Diagram showing different PHRED quality encoding schemes including Sanger (Phred+33), Solexa (Solexa+64), and Illumina 1.3+, 1.5+, and 1.8+ (Phred+64 or Phred+33). The diagram displays ASCII character ranges from 33 to 126, with corresponding PHRED quality scores ranging from 0 to 41. Different encoding schemes are shown in different colored rows with their typical quality score ranges.

How do we determine the PHRED scale?

Look for unique characters for the different scales and see if they are in your sequence

Diagram showing different PHRED quality encoding schemes including Sanger (Phred+33), Solexa (Solexa+64), and Illumina 1.3+, 1.5+, and 1.8+ (Phred+64 or Phred+33). The diagram displays ASCII character ranges from 33 to 126, with corresponding PHRED quality scores ranging from 0 to 41. Different encoding schemes are shown in different colored rows with their typical quality score ranges.

Playposit question review

Your FASTQ file has qualities listed as “E”. Which scale was used in this file?

Diagram showing different PHRED quality encoding schemes including Sanger (Phred+33), Solexa (Solexa+64), and Illumina 1.3+, 1.5+, and 1.8+ (Phred+64 or Phred+33). The diagram displays ASCII character ranges from 33 to 126, with corresponding PHRED quality scores ranging from 0 to 41. Different encoding schemes are shown in different colored rows with their typical quality score ranges.

Playposit question review

Your FASTQ file has qualities listed as “E”. Which scale was used in this file?

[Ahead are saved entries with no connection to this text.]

PR #1684, opened 2023-02-20
SW-2810 Zero width strokes are ignored when added to working area

khaledsherkawi:
SW-2810 Fix bug resulting in ignoring unattached vertical strokes

### DIFF
--- a/octoprint_mrbeam/static/js/app/view-models/working-area.js
+++ b/octoprint_mrbeam/static/js/app/view-models/working-area.js
@@ -344,9 +344,7 @@ $(function () {
                 let col = items[i].attr()[color_attr];
                 const bb = items[i].getBBox();
                 if (
-                    bb.w > 0 &&
-                    // TODO: the line path has zero height so this should be done in a different manner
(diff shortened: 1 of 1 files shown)


octoprint_mrbeam/static/js/app/view-models/working-area.js
```diff
@@ -344,9 +344,7 @@ $(function () {
                 let col = items[i].attr()[color_attr];
                 const bb = items[i].getBBox();
                 if (
-                    bb.w > 0 &&
-                    // TODO: the line path has zero height so this should be done in a different manner
-                    // bb.h > 0 && // filters elements without dimension, e.g. <path> without d attrib.
+                    (bb.w > 0 || bb.h > 0) &&
```
JFSolution, line 347: why was this not done before? If it is already in a comment?

JFSolution (approved):

octoprint_mrbeam/static/js/app/view-models/working-area.js
khaledsherkawi: I'm not really sure what went there. But I think there was an attempt to remove elements with no bb but it was poorly executed

PR #1687, opened 2023-02-26
feature/SW-2537-ds-show-designstore-notification-on-first-laserhead-x-detection

khaledsherkawi:
SW-2588 Remove current handling of the design store 'new designs' notification
SW-2588 Refactor code
SW-2588 Modify notification dot color to match Mr Beam orange color
SW-2588 Add TODOs for related tickets
SW-2537 Refactor laserhead-changed.js
SW-2537 Refactor design-store.js
SW-2537 Send event and show notify icon on laserhead change to X detection
SW-2537 Revamp method


octoprint_mrbeam/static/js/app/view-models/design-store.js
```diff
@@ -11,23 +11,31 @@ $(function () {
         // 'http://localhost:8080';
         self.DESIGN_STORE_IFRAME_HEALTHCHECK_SRC =
             self.DESIGN_STORE_IFRAME_SRC + "/api/healthcheck";
+        self.DESIGN_STORE_TAB_ELEMENT = $("#designstore_tab_btn");
```
Yelko-mrbeam, line 14: I like the idea of storing a reference to the tab button here, although this reference could be lost if for some reason the object is detached of the DOM right? Somehow I've seen this behaviour in our plugin before... I think it's safer to always look for the element like $('#element'). What we could do is save the reference to the button id and reuse it. What do you think @khaledsherkawi ?

octoprint_mrbeam/static/js/app/view-models/design-store.js
```diff
@@ -162,6 +170,13 @@ $(function () {
             };
 
             self.sendMessageToDesignStoreIframe("userData", userData);
+
+            if (self.laserheadChangedVM.isLaserheadChanged()) {
+                self.sendMessageToDesignStoreIframe("laserheadChanged", {
```
Yelko-mrbeam: I think the laserhead change event should affect only the Mr Beam plugin. We could send to the designs store an event to select the filter though. Something like `self.sendMessageToDesignStoreIframe("selectFilter" {recommendedBy:  'laserheadModel', value: 'x'})`

octoprint_mrbeam/static/js/app/view-models/design-store.js
```diff
@@ -162,6 +170,13 @@ $(function () {
             };
 
             self.sendMessageToDesignStoreIframe("userData", userData);
+
+            if (self.laserheadChangedVM.isLaserheadChanged()) {
```
Yelko-mrbeam: I think we only want to send the event if the laserhead x is the one selected so far right?

octoprint_mrbeam/static/js/app/view-models/modal/laserhead-changed.js
```diff
@@ -59,19 +59,31 @@ $(function () {
...
         };
 
+        self.isLaserheadChanged = function () {
+            return (
+                self.loginState.currentUser?.()?.active &&
+                self.settings.settings.plugins.mrbeam.laserheadChanged()
+            );
+        };
+
+        self.laserheadXDetectedForFirstTime = function () {
```
Yelko-mrbeam: This is only checking if the laserhead was changed to a laserhead x right? It doesn't contain information about the first time this happened or am I wrong? I would then propose to rename the function. I would vote to not overcomplicate it and leave it with this logic without taking into account if it's the first time it was changed or not but just if it was changed to laserhead x from any different laserhead

octoprint_mrbeam/static/js/app/view-models/design-store.js
```diff
@@ -11,23 +11,31 @@ $(function () {
...
         self.loginState = params[0];
         self.navigation = params[1];
         self.analytics = params[2];
         self.settings = params[3];
+        self.laserheadChangedVM = params[4];
 
         self.lastUploadedDate = ko.observable("");
         self.eventListenerAdded = ko.observable(false);
 
+        self.onUserLoggedIn = function () {
```
Yelko-mrbeam, line 25: when is this being called?

Yelko-mrbeam (changes requested):

octoprint_mrbeam/static/js/app/view-models/design-store.js
khaledsherkawi: Oh, yea that's 100% the case and that is why I didn't do that in the material store as the material store tab is dynamically rendered. However, the design store tab is not so it is always attached to the DOM. If we change the behavior to match the one of the material store then this needs to be changed as well.

octoprint_mrbeam/static/js/app/view-models/design-store.js
khaledsherkawi: I like that; I will implement it

octoprint_mrbeam/static/js/app/view-models/design-store.js
khaledsherkawi: Yea the idea was to keep the handling of the detected laser head to the design store if we decided to also tag S laser head designs or for any future laser heads; However we can limit it to the X laser head for now.

octoprint_mrbeam/static/js/app/view-models/modal/laserhead-changed.js
khaledsherkawi: I will change to this:
```suggestion
        self.laserheadXDetected = function () {
```

octoprint_mrbeam/static/js/app/view-models/design-store.js
khaledsherkawi: When the user logs in or after page loads and the user is already logged in

octoprint_mrbeam/static/js/app/view-models/design-store.js
Yelko-mrbeam: now that I think about it maybe more generic like:
`"selectFilter",{type:"recommendedBy", subsection:  'laserheadModel', value: 'x'}`

khaledsherkawi: Done

octoprint_mrbeam/static/js/app/view-models/modal/laserhead-changed.js
khaledsherkawi: Done

octoprint_mrbeam/static/js/app/view-models/design-store.js
khaledsherkawi: done

Yelko-mrbeam (approved):

PR #1688, opened 2023-02-26
SW-2236 MS - show Material store notification for laserhead x first detection

khaledsherkawi:
SW-2236 Move notification icon logic to main mr beam view model
SW-2236 Fix spelling mistake
SW-2236 Add material store notification styling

Diagram showing different PHRED quality encoding schemes including Sanger (Phred+33), Solexa (Solexa+64), and Illumina 1.3+, 1.5+, and 1.8+ (Phred+64 or Phred+33). The diagram displays ASCII character ranges from 33 to 126, with corresponding PHRED quality scores ranging from 0 to 41. Different encoding schemes are shown in different colored rows with their typical quality score ranges.

Example

What is the PHRED scale for:

@A00953:413:HJ7WMDSX2:2:1101:27597:1031 1:N:0:AAGTGTAT+CATTAATT
AACACCTGCCCTATATACTCTCTCTCTCTCGTAGTTTCTACTTCCAGAACTCATCTCTCTCTCC
+
FFFFFFFF:FFFFFFFFF:FFFFFFFFFFFFFFFF:FFFFFFF:F:F,FFFFF,:FFFFFF,:F
Diagram showing different PHRED quality encoding schemes including Sanger (Phred+33), Solexa (Solexa+64), and Illumina 1.3+, 1.5+, and 1.8+ (Phred+64 or Phred+33). The diagram displays ASCII character ranges from 33 to 126, with corresponding PHRED quality scores ranging from 0 to 41. Different encoding schemes are shown in different colored rows with their typical quality score ranges.